Efrem looks from the card to Lorenzo. “How did you do that?”
“Shit, don’t Moros do birthdays? If I say how, it’ll ruin—”
“No … that’s not …” Efrem glances up at Racha, still bleeding lightly, at Elvis, who is no longer a spider, and asks the same question he’s never been able to answer of himself. “How are you this way?”
“How did we get our magic, you mean?” Lorenzo asks, not relinquishing the spotlight. “That’s easy, I got mine from the people. From the People Power Revolution. I’m a child of EDSA, born in the last hour before Dictator Marcos left our soil aboard a GI-Joe helio. Mom, a lefty, left my sisters at home for a February march; never mind she was nine months full of me. She stacked sandbags, laid down flat in front of tanks and led seven million with her rendition of “Bayan Ko.” I was born to the sound of cheering, the sound of Cardinal Sin on Radio Veritas, the sound confetti makes in your hair.” He puts on a cont
emplative look, sort of sad-happy. “The way I see it, People Power has a special kind of meaning for me. Can’t help but think I represent—”
“Don’t listen to his bullshit,” Reynato interrupts. “He’s teasing you, Mohammed. People Power has nothing to do with it. You want the truth?” He pauses to glance back through the rearview. “We are the way we are on account of gamma rays. The ones we all got exposed to in space. Out on the Balut Thirteen, first Pinoys to land on the moon. Maybe you saw us up there, with those eyes of yours. Planted flags all over that motherfucker.”
The bruhos of Task Force Ka-Pow bray wildly, and they roll on. The road turns to asphalt. Trees thin. They hit light traffic and Reynato switches on a siren to get by.

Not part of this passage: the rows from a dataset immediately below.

PR #11, opened 2021-01-03
Tiny css tweaks, big css framework

octoshrimpy:
Closing in on a specific style. 

* Set up variable calculation for better color cohesion
* fixed status icon for games in library sticking to the top of the name bar
* made name bar for library games a bit transparent
* styled logout button

---

There is no easy way to leave the logout screen, as the navbar does not have the "back to library" button there.
Clicking on username from game info screen does nothing; expected: goes to same logout screen. 

image
image


octoshrimpy:
image
sneak peek into what might be getting added next, design-wise :)

flavioislima:
Nice changes! I think the colors of the buttons are better now.

I think for the icons on the GameCard, would be better to add a Play Button, and then we can launch the game directly from the library page. If the Game is not installed we can add an Install button. So clicking on the Game image could lead to the configuration page, but clicking on the buttons could play/install the game.

We will have a UX/UI designer to work with us pretty soon and we already have a draft of the final design here for the Library, but this is still in discussion. But it is something close to what you're doing already:

image
image

Also, we could have some kind of badge to indicate that the game is installed, like you're doing now with the icon, but on the top of the Game Card.

And that's true, I implemented the Login function thinking only of making it work but I could not make an easier way of getting out of it for now.

O logout button on the username is a great idea as well.

I'll make a simple change today to close the Login screen after it (since it is really annoying) and will add the logout button to the username as well with he refresh library because it seems that for some people it is not happening automatically.

flavioislima:
@octoshrimpy here when you have time:
https://www.figma.com/file/jJTpm7UewEkzAshneJczvr/Heroic-wireframes?node-id=5%3A41

I'm working on the Navbar and on the Login Page now.
If you want, you can make the changes on the GamePage and on the Library. 💪🏽

octoshrimpy:
Thanks! Is there some place we can all communicate that isn't in a PR?

Here are a few tweaks and consistencies I've added to Biliane's design.

https://www.figma.com/file/35Rn0hzZrRSAiOkblSl6fc/Heroic-wireframes?node-id=0%3A1

chernyaknikita:
Made my version too :D
https://www.figma.com/file/odGRvmPIKNmTxeTy3507IJ/Heroic-wireframes-Copy?node-id=0%3A1

flavioislima:
> Thanks! Is there some place we can all communicate that isn't in a PR?
Sure, search for @flaviofearn on Telegram.

> Here are a few tweaks and consistencies I've added to Biliane's design.
> 
> https://www.figma.com/file/35Rn0hzZrRSAiOkblSl6fc/Heroic-wireframes?node-id=0%3A1

Nice, I'll take a look after my work hours.
If possible, take a look at my current branch https://github.com/flavioislima/HeroicGamesLauncher/tree/add_settings
I have the new Login and the Navbar almost complete there. I also changed the routers. 

I don't think you will have too many conflicts because I haven't touch the library component and the CSS.

I also was finally able to get rid o Xterm for good. So we will have the installation and uninstallation feedback to use on the Game Page. 

I'm planning to release a new version with all the changes and fixes next Wednesday so if everything goes well we can release all the changes together :D

PR #63, opened 2021-01-18
PKGBUILD: Creates a symbolic link of the executable to /usr/bin/heroic

tomascarreira:
A small change to PKGBUILD that creates a symbolic link to be able to launch heroic from the terminal or with a launcher like dmenu.


flavioislima (approved):
Nice, thanks for that. I'll need to update the aur scripts as well because I noticed that there is no link as well.

PR #71, opened 2021-01-19
Changed some of the pixel measurements to clamp()s on the header

wiryfuture:
I thought that the header looked a big small when I resized the window because it wasn't changing the font-size, so I set it to a clamp() on `.App .header`. I also thought the toggle switch looked a bit too small so I clamped that too.

I have some doubts about the header font size being a tad too big now, but if you change the preferred size in the clamp on `.App .header` you can make it a bit smaller easily.

How it looks currently: 
image
image
image
image

How it looks with the clamps:
image
image
image
image

### DIFF
--- a/src/App.css
+++ b/src/App.css
@@ -21,7 +21,7 @@
   font-family: Cabin;
   font-style: normal;
   font-weight: normal;
-  font-size: 14px;
+  font-size: clamp(18px, 1vw, 25px);
   line-height: 17px;  
   color: #C1C4C3;
 }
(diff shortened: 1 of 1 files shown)


flavioislima:
@wiryfuture nice catch. For me looks good but I know that @octoshrimpy is also making a lot of changes on the design and the CSS part. 

@octoshrimpy what do you think?

octoshrimpy:
This is fixing old css that will be (has already been) nuked. fontsize will be set by rems and ems, so it _should_ scale correctly on the next design iteration with the sidebar instead of header. for now this can be merged as a hotfix, but that header is going to be refactored into a sidebar, a la discord. :)

flavioislima:
Ok, I'll merge it since I'm planning to release a bug fix release later today.

PR #75, opened 2021-01-19
Show installed games first in the library

alexheretic:
Hello, thanks for doing this project! It made sense to me that installed games should show first in the library. _(If I recall correctly that's how the windows launcher does it too)_.

If you don't fancy this, or want it to be configurable only, feel free to close!

### DIFF
--- a/src/state/GlobalState.tsx
+++ b/src/state/GlobalState.tsx
@@ -34,6 +34,14 @@ export class GlobalState extends PureComponent<Props> {
   refresh = async (): Promise<void> => {
     this.setState({refreshing: true})
     const { user, library } = await getLegendaryConfig()
+
+    // Show in alphabetical order but with installed games first
+    library.sort((a, b) => {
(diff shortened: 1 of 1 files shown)


flavioislima:
Hi!

Thanks for the PR.

Actually, it was like this before we added the filter. Now, I'm changing the filter again because I'm adding a 'downloading' one on the next release.

So I don't think we need to sort it by installed by default.

wiryfuture:
Maybe instead of a "downloaded only" toggle you could have a small drop-down with sort/filter options... unsure of how that might look though.

flavioislima:
@wiryfuture yeah, i just added it. Not a dropdown but something similiar with the options: All, Installed and Downloading. I'm testing it to be able to release it later today with other fixes.

alexheretic:
Ok np, I guess I'd settle for it remembering my filter choice.

flavioislima:
> Ok np, I guess I'd settle for it remembering my filter choice.

No worries, thanks man!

THAT EVENING THEY ARRIVE at what Reynato calls a safehouse, but it isn’t a house at all, it’s a suite in the luxurious Secret Valley Hotel in Davao City. Lorenzo and Racha claim beds first, leaving Efrem to drop his bedroll on the floor. Still full from lunch, he follows his new friends downstairs and across the street to a dingy grill operated by a pink, peeling Australian. A thick waitress takes their order and returns Lorenzo’s sex-eyes. After they eat, Ka-Pow orchestrates a party that they are the life of. Reynato sings with the house band on stage while Elvis commandeers the drums. Efrem accepts a single mug of warm beer—his first—but stops drinking when he discovers a raw pork cutlet floating near the bottom. He rushes to the bathroom with a finger down his throat. Lorenzo blames the bartender for the prank, so Efrem puts the bartender on the floor. The police are called and Reynato talks them down, autographing their billy clubs with a fancy pen that has glitter in the ink. They return to the Secret Valley an hour before dawn, where they’re told by sleepy telephone voices that the kitchen is closed, and there will be no room service. Lorenzo, a man of solutions, produces a white rabbit and a brace of Mindanao doves from his straw hat. Racha butchers them in the bathtub, Elvis roasts them over sinkfire, and they all have something to eat come breakfast time.